The limitations of the included studies notably strengthen the findings of this review. A correlation between Ct values and future number of cases is demonstrable despite the heterogeneity in sample types, PCR assays, and variants. The studies revealed sufficient evidence that the number of COVID-19 positive cases in the community rise around 2 weeks after a drop in the Ct values; thus, predicting a wave 1 month in advance may even be possible.

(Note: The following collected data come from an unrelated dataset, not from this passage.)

PR #315, opened 2016-08-04
Mathematical sorting for LengthCellValue rather than string sorting.

tracklogic:


cri-s:
Could you please check if length.units are the same, and if not, convert the second unit to the same
as the first one. Further, it's possible to add something like this for identifier names?
It should sort names like usual, but if there is a number inside name, it should sort it numeric.

@Override
public int compare(String s1, String s2) {
{   if(s1==null||s2==null) return s1==s2?0:s1==null?-1:1;
    int i1=0,i2=0;
    for (;i<s1.length();i1++,i2++) {
       if(s2.length()==i) return -1;
       if(s1.charAt(i1) == s2.charAt(i2)&&!Character.isDigit(s1.charAt(i1))) continue;
       // digit now
       int d1=0,d2=0;
       for(;i1<s1.length()&&Character.isDigit(s1.charAt(i1));i1++) 
                  { d1*=10; d1+=Integer.parseInt(""+s1.charAt(i1));}             
        for(;i2<s2.length()&&Character.isDigit(s2.charAt(i2));i2++) 
                  { d1*=10; d2+=Integer.parseInt(""+s2.charAt(i2));}
       if(d1==d2) continue; return d1-d2;
      }
      if(i1<s1.length()) return -1;
      if(i2<s2.length()) return 1;
      return 0;
}

tracklogic:
Hi Cri

Ok @ length units - good spot. Also like the idea of the identifier name sorting, i'll sort it out later :)

Matt

tracklogic:
Cri -> i was struggling a bit to follow the code you wrote, i've quickly written this (though its in my native C++ hehe... but is this what you were thinking, i'll flip it to java later), think it does what we want

int numericPos(std::string str)
{
	int ret = -1;

	for (int i = 0; i < str.length(); i++)
	{
		if (isdigit(str.at(i)))
		{
			ret = i;
			break;
		}
	}
	return ret;
}

int getNumeric(std::string str)
{	
	std::string numeric;
	for (int i = 0; i < str.length(); i++)
	{
		if (isdigit(str.at(i)))
		{
			numeric+=str.at(i);
		}
	}
	return std::stoi(numeric);
}


int componentNameCompare(std::string s1, std::string s2)
{
	if (s1 == s2)
	{
		return 0;
	}
	if (numericPos(s1)!=-1 && numericPos(s2)!=-1)
	{
		std::string s1First = s1.substr(0,numericPos(s1));  // L123 this would contain L
		std::string s2First = s2.substr(0, numericPos(s2)); // L256 this would contain L
		if (s1First < s2First)
		{
			return -1;
		}
		if (s1First > s2First)
		{
			return 1;
		}
		if (s1First == s2First)
		{
			std::string s1Second = s1.substr(numericPos(s1), string::npos); // L123 this would contain 123
			std::string s2Second = s2.substr(numericPos(s2), string::npos); // L256 this would contain 256

			int num1;
			int num2;
			num1=getNumeric(s1Second);
			num2=getNumeric(s2Second);
			
			if (num1 < num2)
				return -1;
			if (num1 > num2)
				return 1;
			return 0;
		}
	}
}

cri-s:
probably not really, you simply compare string01 and string100 as i
could see, but not
resistor#220@0603%0.1,metal_foil
If after comparing numbers, you continue to compare strings and then
number, if there are
numbers present, it should work, but the -1 fool the comparsion between
foobar foo1bar foo2bar and fooabc
you code probably return
foo1bar
foo2bar
fooabc
foobar

the intended code should return
fooabc
foobar
foo1bar
foo2bar

The difference is default value, 0 or -1 .


Example:
res100%1
res1
res20%5

string sort:
res1
res100%1
res20%5

should be:
res1
res20%5
res100%1

Algorithm:
If one string contains numbers, parse number using temp int variable,
and compare int value.
Side effect:  foo0bar is same as foobar . foo007bar is same as foo7bar
For this, and because numbers can be different length, two position
iterators are needed.
Numbers need to be parsed, example:
   for(d1=0;isdigit(str1.at(i1));i1++) {d1*=10; d1+=str1.at(i1)-'0'; }
The result is the value, not the length of the numeric contents.
same for str2 using d2, and compare d1 and d2;
if(d1==d2) continue; else return d1-d2;
and after alphanumeric loop, one string is terminated, the other maybe not.
If both are iterated, return null, if str1 is iterated to end, return
-1 otherwise 1.


2016-08-04 13:28 GMT, tracklogic <notifications@github.com>:

tracklogic:
Hi Cri

Probably me complicating things doing it in C++ -> 

Your code
```java
 for(d1=0;isdigit(str1.at(i1));i1++) {d1*=10; d1+=str1.at(i1)-'0'; }
```

is same as C++ function, we loop through the string, any character that is a number is appended to a temporary string, and then at the end of the function the string is converted to an int, its not returning the length of the string, its returning the numeric value.

```C
int getNumeric(std::string str)
{	
	std::string numeric;
	for (int i = 0; i < str.length(); i++)
	{
		if (isdigit(str.at(i)))
		{
			numeric+=str.at(i);
		}
	}
	return std::stoi(numeric);
}
```

cri-s:
I have tested it in java, not perfect, but working as intended (it have a bug somewhere).
It's static because i have tested it with static main.

  public static int compare (String s1, String s2)
  {
    if (s1 == null || s2 == null)
      return s1 == s2 ? 0 : s1 == null ? -1 : 1;
    int i1 = 0, i2 = 0;
    for (; i1 < s1.length () && i2 < s2.length (); i1++, i2++)
      {
        if (s1.charAt (i1)== s2.charAt (i2))
          if(!Character.isDigit (s1.charAt (i1)))
                continue;
// digit now
        int d1 = 0, d2 = 0;
        if(Character.isDigit (s1.charAt (i1))) {
        for (; i1 < s1.length () && Character.isDigit (s1.charAt (i1)); i1++)
          {
            d1 *= 10;
            d1 += Integer.parseInt ("" + s1.charAt (i1));
          }
        }

        if(Character.isDigit (s2.charAt (i2))) {
        for (; i2 < s2.length () && Character.isDigit (s2.charAt (i2)); i2++)
          {
            d2 *= 10;
            d2 += Integer.parseInt ("" + s2.charAt (i2));
          }
        }

        if (d1 == d2)
          continue;
        return d1 - d2;
      }
    if (i1 < s1.length ())
      return 1;
    if (i2 < s2.length ())
      return -1;
    return 0;
  }

tracklogic:
Added part sorting (as per Cri suggestion) and also rotation sorting

src/main/java/org/openpnp/gui/support/RotationCellValue.java
```diff
@@ -0,0 +1,102 @@
...
+    }
+
+    public void setDisplayNativeUnits(boolean displayNativeUnits) {
+        this.displayNativeUnits = displayNativeUnits;
+    }
+
+    @Override
+    public String toString() {
+        double r = Rotation;
+        /*if (l.getUnits() == null) {
```
vonnieda: If this commented code is not used, can it be removed? If not, please add a command explaining why it's there.

src/main/java/org/openpnp/gui/tablemodel/PlacementsTableModel.java
```diff
@@ -111,8 +112,9 @@ else if (columnIndex == 4) {
                 placement.setLocation(location);
             }
             else if (columnIndex == 5) {
-                placement.setLocation(placement.getLocation().derive(null, null, null,
-                        Double.parseDouble(aValue.toString())));
+                /* placement.setLocation(placement.getLocation().derive(null, null, null,
```
vonnieda: Is setting handled by the cell value class? If so, can this commented code be removed?

src/main/java/org/openpnp/gui/AlphaIcon.java
```diff
@@ -0,0 +1,93 @@
+/**
```
vonnieda: General comment: If you are using code that is from an external source, as some of these files appear to be, can you please include information in the header as to the source of the file and it's licensing terms? For instance, I will often include a link to a StackOverflow page where I found a snippet.

tracklogic: Hi Jason

No problem, I've checked the licence and put info in the commit comment, but having it in the comment section makes it easier to reference.

Matt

However, there are several considerations for future work. Establishing an aggregated Ct cutoff value that predicts new waves with greater accuracy would be useful. As different RT–PCR methods report different Ct values, standard curves should be used to accurately quantify the expected viral copy number [36]. This would translate into better comparability between cohorts and more accurate correlation and prediction times. In addition, as sample type is known to affect Ct values [32], it would be useful to determine the impact of sample type on the correlation and prediction time of epidemic spread for future studies. The effect of the length of time from symptom onset to sample collection and testing should also be determined to examine whether there is an optimal time from symptom onset for correlation with disease epidemiology. The minimum number of cases needed to correctly assess the crossing of the Ct cutoff should also be established, and predictions should be validated across different pathogens and their variants. Public health decision-makers could then use the aggregated Ct cutoff value to estimate the prediction time to an upcoming wave and implement appropriate epidemic planning more efficiently in low-surveillance settings [2].

Conclusions

Ct values of current positive COVID-19 cases can be used to predict community infection rates at least 2 weeks in advance, irrespective of the prevalent variant or sample type and RT–PCR method used for diagnosis.